AVG: where does your customer data reside?

The right to oblivion in the AVG states that as a company or organization, you must be able to delete personal customer data. But where is that data? Were they also used for marketing purposes? What data does the call center have? Do you know anyway who you passed which customer data to?

Has everything been removed?

Remember that you backed up to the cloud. Often you don’t know where the data is. But even a backup on a tape has drawbacks, because loose data on a tape is not easy to find. You can only read back a tape in its entirety, so you can’t erase any loose data from a tape. And what about emails? That includes personal data, and many companies use a cloud service for mail, among other things. Delete a mail from your gmail once. Then are you sure everything has really been removed?
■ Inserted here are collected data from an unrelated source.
PR #780, opened 2025-06-11
Fix missing step id on replace step

alexandrudanpop:
Fixes OPS-1940

https://www.loom.com/share/0332daf8fe814895b1fab192dd18ec3e

### DIFF
--- a/packages/react-ui/src/app/features/builder/blocks-selector/block-selector-utils.ts
+++ b/packages/react-ui/src/app/features/builder/blocks-selector/block-selector-utils.ts
@@ -47,13 +47,11 @@ const getStepName = (block: StepMetadata, flowVersion: FlowVersion) => {
 };
 
 const getDefaultStep = ({
-  id,
   stepName,
   block,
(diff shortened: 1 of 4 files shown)


packages/react-ui/src/app/features/builder/blocks-selector/block-selector-utils.ts
```diff
@@ -46,11 +47,13 @@ const getStepName = (block: StepMetadata, flowVersion: FlowVersion) => {
 };
 
 const getDefaultStep = ({
+  id,
   stepName,
   block,
   actionOrTriggerName,
   displayName,
 }: {
+  id: string;
```
rita-gorokhod: maybe I'm blind but I don't see where you actually pass null/undefined to force the new id generation

alexandrudanpop: fixed

cezudas (approved):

Local storage isn’t so crazy

Being aware of this responsibility is a first step. After that, it is a matter of execution. A certificate from your service provider/cloud service that the data has actually been deleted is one solution. Then you are not yet quite sure that it is indeed so, but you can at least shift the responsibility. Even better is to work locally, and then, of course, we like to talk about the Silent Bricks. It may sound like a step backward, but it is not. Given the bandwidth of the average Internet connection and cost of service from cloud providers, local is a great option. Data is quickly found, possibly deleted or copied. An additional benefit is that a backup is quickly restored in the event of a disaster.